• [Data provided]
PR #392, opened 2025-02-14
Log error when TCP socket reads negative bytes

jsouter:
Also removes warning about pointer arithmetic during compilation (maybe better to change the buffer type to char* at init? It would be a breaking change so fine to leave it)

I'll set as ready once I've managed to test the failure case with merlin-detector, which I'm having to make some minor tweaks to get it working with the new odin-data/FastCS

### DIFF
--- a/cpp/frameReceiver/src/FrameReceiverTCPRxThread.cpp
+++ b/cpp/frameReceiver/src/FrameReceiverTCPRxThread.cpp
@@ -107,7 +107,7 @@ void FrameReceiverTCPRxThread::handle_receive_socket(int recv_socket_,
                                                      int recv_port) {
   // Receive a message from the main thread channel and place it directly into
   // the provided memory buffer
-  void *frame_buffer = frame_decoder_->get_next_message_buffer();
+  char *frame_buffer = static_cast<char*>(frame_decoder_->get_next_message_buffer());
   size_t message_size = frame_decoder_->get_next_message_size();
   size_t bytes_received = 0;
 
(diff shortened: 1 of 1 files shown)


GDYendell:
Is this ready for review @jsouter ?

jsouter:
> Is this ready for review @jsouter ?

Yes, I was hoping to test it against a full deployment which I've not been able to get together yet (my merlin-detector only works with an older odin-data and ADOdin and I'm about halfway through updating it). I haven't gotten an image out but I have seen a notification in the FP that it acknowledged a frame was ready for processing after telling the detector to acquire 1 image. It's a simple enough change that that's probably sufficient.

BenBradnick:
@GDYendell I can't test this branch specifically because there are some breaking API changes in December which upset Xspress detector (I guess I should look into this at some point).

I'm happy with the new behavior in this change though.

cpp/frameReceiver/src/FrameReceiverTCPRxThread.cpp
```diff
@@ -107,15 +107,21 @@ void FrameReceiverTCPRxThread::handle_receive_socket(int recv_socket_,
...
-        read(recv_socket_, frame_buffer, message_size - bytes_received);
-    bytes_received += msg_len;
-    frame_buffer += msg_len;
+  while (total_bytes_read < message_size) {
+    bytes_read = read(recv_socket_, frame_buffer, message_size - total_bytes_read);
+
+    if (bytes_read < 0) {
+      LOG4CXX_ERROR(logger_, "Error reading from socket in TCP RX thread");
+      return;
+    }
```
jsouter, line 121: TODO: test what happens when there is a socket connection failure, will this get called repeatedly?

ajgdls: Hello @jsouter , is this something that you have been able to test yet, or have a plan to be able to test?

jsouter: I added a little extra logging, looks like the `read(recv_socket_, frame_buffer, message_size - total_bytes_read)` continues to get called on loop, but returns 0 every time.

• [Required work]
Check the entries above for the word "breaking" and copy every line where it turns up.

• [Answer for this exercise]
Also removes warning about pointer arithmetic during compilation (maybe better to change the buffer type to char* at init? It would be a breaking change so fine to leave it)
@GDYendell I can't test this branch specifically because there are some breaking API changes in December which upset Xspress detector (I guess I should look into this at some point).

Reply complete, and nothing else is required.